這地方是貨房的一部分,看不出是哪一行的。嘉莉想不出他們做些什么買賣。

“這么說你想找個工作。"布朗先生在詢問了她的來意以后說,"你以前在鞋厂干過嗎?”“沒有,先生,"嘉莉說。

“你叫什么名字?"他問道。嘉莉告訴他以后,他又說,"唔,我也不知道我有什么活給你。一周4塊半工錢你肯做嗎?"嘉莉屢經挫折早已灰心喪气。听了這話不能不感到极大的寬慰。雖然她沒想到他出的工錢會低于6塊錢,她還是默許了。他就記下她的名字和地址。

“好吧,"他最后說,"你星期一早上8點到這里報到。我想我還是能給你安排點活做的。"他走開時,她相信自己總算找到了一份差事,于是各种希望又在心里复蘇了。熱血立刻悄悄地流遍全身,使她的緊張心情松弛下來。她走到外面熱鬧的街上,感到街上的气氛与剛才大不一樣。瞧,行人們一個個步履輕快。她還注意到男男女女都在微笑,斷斷續續的話語聲笑聲飄進她的耳朵。周圍的气氛是輕快的。人們已結束了一天的工作,從那些大樓里擁出來。

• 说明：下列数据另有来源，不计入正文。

Issue #523, opened 2025-02-21
Make the smartShutdownTimeout flag assignable in helm


OmarGadd:
We have recently had the need to set the smartShutdownTimeout in the cluster spec to a different value than the default it was not possible to set it in the chart. We would like to request for that feature

Expected solution:

**values.yaml**
```
 .... 
cluster:
.....
    smartShutdownTimeout: 60

```

PR #972, opened 2026-07-24
feat(cluster): expose shutdown and failover timing knobs

### LINKED ISSUE #892: [Cluster chart] Add support for failoverDelay
The CNPG `Cluster` CRD supports [`spec.failoverDelay`](https://cloudnative-pg.io/documentation/current/cluster_conf/#failover) (integer seconds — delay before a primary is failed over once judged unhealthy), but the `cluster` chart does not expose it as a values key. Setting `cluster.failoverDelay` in values is silently dropped by the template.

This makes it impossible to use the chart for clusters that need to ride out brief instance-manager / kubelet hiccups without spurious failovers — which on storage without WAL archiving (eg. file-thinpool, local PV) can leave the old primary divergent with no `pg_rewind` archive to fall back to.

## Reproducer

```yaml
# values.yaml
cluster:
  failoverDelay: 30
```

```bash
helm template foo cloudnative-pg/cluster --version 0.6.1 -f values.yaml | grep failoverDelay
# (no output — chart never templates the field)
```

## Proposed shape

Same pattern as #834 / #867 — small wire-up.

**`values.yaml`** (under `cluster:`):
```yaml
  # -- Seconds to wait before triggering a failover after the primary is considered unhealthy.
  # See https://cloudnative-pg.io/documentation/current/cluster_conf/#failover
  failoverDelay: 0
```

**`templates/cluster.yaml`** (next to `primaryUpdateMethod`):
```yaml
  failoverDelay: {{ .Values.cluster.failoverDelay }}
```

Happy to open a PR if the direction looks right.

wittfabian:
## What

Expose four CNPG `Cluster` spec fields as chart values, completing the shutdown/failover timing family that `cluster.stopDelay` (#941) started:

| values key | maps to | default |
|---|---|---|
| `cluster.smartShutdownTimeout` | `spec.smartShutdownTimeout` | 180 |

她看得出他們心情愉快。想到姐姐家,想到等著她的晚餐,她不由加快了腳步。她急急忙忙地走著,雖然疲倦,腳步卻不再沉甸甸的了。敏妮知道了,一定會興奮得滔滔不絕。啊,長長的一整個冬天都留在乏加哥--燈光,人群,种种娛樂!這畢竟是個令人振奮的大都市。雇佣她的那家公司看上去漂亮气派,窗子都是用巨大的厚板玻璃做的。她很有希望在那里干出些名堂。于是她又想到了杜洛埃,想到杜洛埃告訴她的那些東西,感到生活變得美好,輕松,活潑。她興高采烈地登上電車,感到血液在全身歡快地流動。她心里不斷在對自己說,她將住在芝加哥,她將過一种比以往更好的生活--她將會幸福。